You will need to provide the Docker runtime images information. You will also need to replace the instances of "inputs.json" and "execs.json" in the template with their relative paths in the working directory.
   
```
"workflow": [
    {
        "name": "e2e-gatk4-germline-snp-indels.wdl",
        "path": "e2e-workflows/atgx/e2e-gatk4-germline-snp-indels.wdl",
        "file_type": "PRIMARY_DESCRIPTOR",
        "image_name": ""
    },
    {
        "name": "processing-for-variant-discovery-gatk4.wdl",
        "path": "gatk4-data-processing/processing-for-variant-discovery-gatk4.wdl",
        "file_type": "SECONDARY_DESCRIPTOR",
        "image_name": ""
    },
    {
        "name": "haplotypecaller-gvcf-gatk4.wdl",
        "path": "gatk4-germline-snps-indels/haplotypecaller-gvcf-gatk4.wdl",
        "file_type": "SECONDARY_DESCRIPTOR",
        "image_name": ""
    },
    {
        "path": "inputs.json",
        "file_type": "TEST_FILE"
    },
    {
        "path": "exec.json",
        "file_type": "EXECUTION_FILE"
    }
],
```

The following is an example of a completed workflow section:

```
"workflow": [
    {
        "name": "e2e-gatk4-germline-snp-indels.wdl",
        "path": "e2e-workflows/atgx/e2e-gatk4-germline-snp-indels.wdl",
        "file_type": "PRIMARY_DESCRIPTOR",
        "image_name": "germline-gatk4-snpindel-1.0_ubuntu-20.04:2022-03-01-01-03"
    },
    {
        "name": "processing-for-variant-discovery-gatk4.wdl",
        "path": "gatk4-data-processing/processing-for-variant-discovery-gatk4.wdl",
        "file_type": "SECONDARY_DESCRIPTOR",
        "image_name": "germline-gatk4-snpindel-1.0_ubuntu-20.04:2022-03-01-01-03"
    },
    {
        "name": "haplotypecaller-gvcf-gatk4.wdl",
        "path": "gatk4-germline-snps-indels/haplotypecaller-gvcf-gatk4.wdl",
        "file_type": "SECONDARY_DESCRIPTOR",
        "image_name": "germline-gatk4-snpindel-1.0_ubuntu-20.04:2022-03-01-01-03"
    },
    {
        "path": "inputs/hg38-e2e-gatk4-germline-snp-indels.json",
        "file_type": "TEST_FILE"
    },
    {
        "path": "execs/hg38-e2e-gatk4-germline-snp-indels.json",
        "file_type": "EXECUTION_FILE"
    }
],
```

## Config section
The **config** section provides a full list of file-typed internal FQNs of the workflows, and their corresponding *operator_pipeline* settings.
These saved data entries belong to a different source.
PR #263, opened 2026-07-31
docs(roadmap): two dogfooding-surfaced SPI gaps — graph multi-hop traversal, flow await

arkstack-dev:
Records two SPI gaps surfaced by downstream use. Docs-only; no kernel commits.

Both **verified against the tree** before writing — neither had an existing ROADMAP entry.

## Graph: heterogeneous multi-hop traversal

`GraphTraversal` carries exactly one `GraphEdgeDescriptor`, and every `GraphSession` entry point that consumes a traversal has that shape (`traverseBreadthFirst`, `streamBfsJson`, `findShortestPath`). A two-hop `User -[PURCHASED]-> Product -[SIMILAR_TO]-> Product` is not expressible as one request.

The cost is more than ergonomic: the join moves into application code (one round trip per hop, N+1 on the second), the intermediate set lands on the heap — against the contract `streamBfsJson` otherwise honours through `LoanedBuffer` — and second-hop tenant scoping leaves the engine.

RFC-first, because one legitimate option is **declining the primitive**: arbitrary path expressions may be a query-language problem the kernel deliberately does not own. Whatever lands must define how depth interacts with hop count and keep `StorageContext` scoping engine-side on every hop.

**post-1.0** — graph is outside the six-subsystem 1.0 core, and this is contract widening rather than a correctness fix.

## Flow: no way to await a flow

`FlowScheduler.schedule` returns `void`; neither it nor `FlowEngine` exposes a completion surface. Request/response over a saga — answer the HTTP call when it settles — has no kernel answer, so every consumer invents its own correlation and waiting.

RFC-first because the hard part is not "add a future": it is what completion *means* for a durable flow that can park across a restart the awaiter does not survive. That is exactly where a naive API would mislead. Constrained to no `CompletableFuture` and no new `StructuredTaskScope` site.

**1.0-recommended** — flow *is* in the 1.0 core, and "replaces the orchestration layer" is one of the two load-bearing product claims; a flow nobody can wait on weakens it. Sequenced behind the v0.11 flow-versioning and continuity work.

### DIFF
--- a/docs/ROADMAP.md
+++ b/docs/ROADMAP.md
@@ -1961,7 +1961,9 @@ See also: v0.11 §"Transport: PAQS Execution-Seam Port (M1)" (seam landed on the
 
 ### Transport: Connection Cap Refuses Silently (surfaced by load-test triage, 2026-07-31)
 
-**Gap:** `NativeTcpCarrier`'s accept loop reserves a slot against `TransportConfig.maxConnections()` (default `HttpConfig.DEFAULT_MAX_CONNECTIONS` = 1000, `http.maxConnections`). When the cap is reached it calls `closeQuietly(currentChannel)` and continues: the connection is **accepted at TCP level and then closed with no log line, no JFR event, and no counter an operator can read**. From the client the socket opens and dies; from the server nothing happened.
+**Gap:** `NativeTcpCarrier`'s accept loop reserves a slot against `TransportConfig.maxConnections()` (default `HttpConfig.DEFAULT_MAX_CONNECTIONS` = 1000, `http.maxConnections`). When the cap is reached it calls `closeQuietly(currentChannel)` and continues: the connection is **accepted at TCP level and then closed with no log line and no JFR event**. From the client the socket opens and dies; from the server nothing happened.
+
+Sharper than "no counter", which is how this was first written: `TransportStats` already carries `totalRejected` — *"cumulative number of connections/streams rejected (load shedding)"* — and the carrier fed it from the PAQS load-shedder alone. The one field an operator consults when asking whether the server is turning work away therefore read **zero while every connection was being refused**. That is worse than absent telemetry, because a zero is read as evidence the fault lies elsewhere.
 
 This is the only refusal path in the kernel with no telemetry at all, which makes it the hardest failure to diagnose and the easiest to misattribute. A load test that trips it sees connection-level errors with a clean server log and will reasonably conclude the fault is elsewhere — a shape that has already cost triage time (see below). It also breaks the Glass-Box premise: every other shed or deny in the kernel emits an event, and admission decisions in persistence emit `AdmissionDecisionEvent` specifically so operators can attribute them.
 
@@ -1974,6 +1976,8 @@ Two properties make this cap easy to hit unexpectedly: it counts **concurrent co
 **Merge Gate:** Refusal event registered in `docs/subsystems/telemetry.md` §Required Events and asserted by a driver-local JFR test that drives the cap to its limit; transport stats expose a monotonic refusal counter; `docs/subsystems/transport.md` documents the cap, its default, and what a client observes when it trips.
 
 **1.0 disposition:** 1.0-recommended. Transport *is* in the 1.0 core, and an undiagnosable refusal path is the kind of thing that turns a support conversation into an accusation.
+
+**Status (v0.11):** observability half **DELIVERED** — `CommunityConnectionRefusedEvent` per refusal, and `totalRejected` now sums both refusal paths. The policy half is open and deliberately unbundled: whether an accept-time cap is the right mechanism against request-level shedding that can answer with a status, and whether 1000 is the right default for the reference deployment.
 
 ---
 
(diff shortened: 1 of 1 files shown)


arkstack-dev:
Added a third entry, found while triaging the load-test anomaly.

`NativeTcpCarrier`'s accept loop reserves a slot against `maxConnections` (default **1000**) and on failure does:

```java
slotReserved = tryReserveConnectionSlot();
if (!slotReserved) {
    closeQuietly(currentChannel);
    acceptedChannel = serverChannel.accept();
    continue;
}
```

Accepted at TCP level, then closed with **no log line, no JFR event, no counter**. It is the only refusal path in the kernel with no telemetry at all — persistence emits `AdmissionDecisionEvent` for precisely this reason.

The cap counts **concurrent connections, not rate**, so a transient overlap of two client phases can cross it at a request rate that is otherwise comfortable.

The resolution deliberately separates the two questions: the silence is the defect to fix; whether 1000 is the right default, and whether an accept-time cap beats request-level shedding where the response can carry a status, is a policy decision that should not ride along in the same commit.

arkstack-dev:
Both nits addressed, plus one error the review didn't catch.

**Placement — accepted.** All three entries carry a 1.0 disposition, which is the Road-to-1.0 schema. They sat at the tail of v0.12 by proximity, not intent, and none of them is planned for v0.12. Moved.

**"six-subsystem" — the source exists.** Road to 1.0 names them: `transport / http / security / persistence / flow / events` (+ `memory` foundation), and closes with "unbreakable on six things". I've dropped the figure anyway, because of the next item.

**The error underneath that nit.** Chasing the citation surfaced something worse than an unsourced number: two paragraphs below the six-subsystem line sits **"Graph in 1.0 — DECIDED: stays in 1.0"**. My entry justified its post-1.0 disposition with *"graph is not in the 1.0 core"* — which contradicts a decision this document explicitly records as closed.

The disposition itself is right; the reasoning was not. Graph the subsystem **is** in 1.0 and is TCK-backed (GRAPH-111). What is post-1.0 is *this contract widening* — new traversal surface the 1.0 ruling never assessed, and adding it inside the window would re-open a scope question that was deliberately shut. The entry now says that.

Worth noting for the next doc review: the nit that looked cosmetic was the one that led to a real contradiction, and the two claims that looked substantive both verified clean on the first pass.

arkstack-dev:
Blocker corrected, plus two findings added. Pushed as `13835ea0`.

## The DELIVERED claim — right about the effect, wrong about the cause

`CommunityConnectionRefusedEvent` **does** exist, and `totalRejected` **does** sum both refusal paths — in **#264**, which this branch does not carry. Your grep was against this branch, where it legitimately isn't present.

That distinction doesn't rescue the claim. **DELIVERED in this document means present on `development/*`**, and I wrote it while the delivery was still in review — which is the same unverifiable-claim class you caught last round, just pointing at a shipped fix instead of a figure. Reworded to say the observability half is implemented in a separate change and not yet on the development branch, which stays accurate under either merge order.

Worth noting the review method held here: checking the branch rather than the repo-at-large is what surfaced it. A cross-branch grep would have found the class and let a premature claim through.

## Two findings added, split by the disposition they carry

The user asked for a sweep of hardcoded limits and other silent drops. Both results are now in the document.

### v0.11 — accept-loop `RuntimeException` swallowed whole

```java
} catch (RuntimeException exception) {   // bound, never used
    closeQuietly(currentChannel);
}
```

Anything thrown while setting up an accepted connection is discarded: no log, no event, no counter.

Different in kind from the `maxConnections` refusal already recorded. That one hid a **policy** decision at a known limit; this hides **defects** — an allocator exhaustion or TLS init failure looks exactly like a healthy server under no load, and a *repeating* fault is indistinguishable from an intermittent network problem. The sibling paths in the same file close the same resources and **rethrow**; only the accept loop swallows.

The resolution deliberately does **not** change recovery: continuing the loop is correct, and conflating "make it visible" with "make it fatal" would trade a silent drop for an availability regression.

### 1.0-blocking — operational limits with no configuration path

**PAQS has no config surface at all.** `AdmissionController` takes no config object, and neither the transport scheduler nor the events package reads the config provider once — no `paqs.*` or `events.*` key exists. So `MAX_ACTIVE_STREAMS = 5000`, which its own Javadoc says sheds *"regardless of memory pressure"*, cannot be raised, lowered, or disabled by any means.

The sharpest row is an asymmetry: `http.maxRequestHeaderSize` and `maxRequestHeaderCount` are honoured on HTTP/1 and **silently stop applying once a client negotiates h2** — the HTTP/2 equivalents are compile-time constants. Nothing on the config surface says the knob is version-scoped.

A second class is worse than hardcoding: four settings read from `System.getProperty` — outside the config provider, not hot-reloadable, invisible to `KernelConfigRegistry`. They *look* configurable to whoever wrote them and are undiscoverable to whoever operates them.

The substantive part of the resolution is not the mechanical promotion — it is deciding **once** what "disable" means for a protective limit. An admission controller with no ceiling is a legitimate configuration for a JVM-controlled deployment and a foot-gun for a shared one, and the contract should say which it supports.

Protocol invariants — HPACK table shapes, status-code ranges, UTF-8 boundaries — stay hardcoded and are named out of scope.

By default, all file-typed internal FQNs will be assigned to the default *operator_pipeline* setting ***opp_generic-singular_auto***, which does not apply any data parallelization scheme. As such, for a tool designed to be run without parallel execution enhancement, the config section can be left as is. However, for tools that require data parallelization, additional steps are required. For details, see [Pipeline operators](operators:pipeline-operators).

## Call section
The **call** section provides all the call-names, such as nodes in the WDL workflow DAG graph, which might be a task or sub-workflow. The SeqsLab platform supports call-name based runtime options assignment in [Run Sheet](cli:run-sheet-routine) for execution optimization.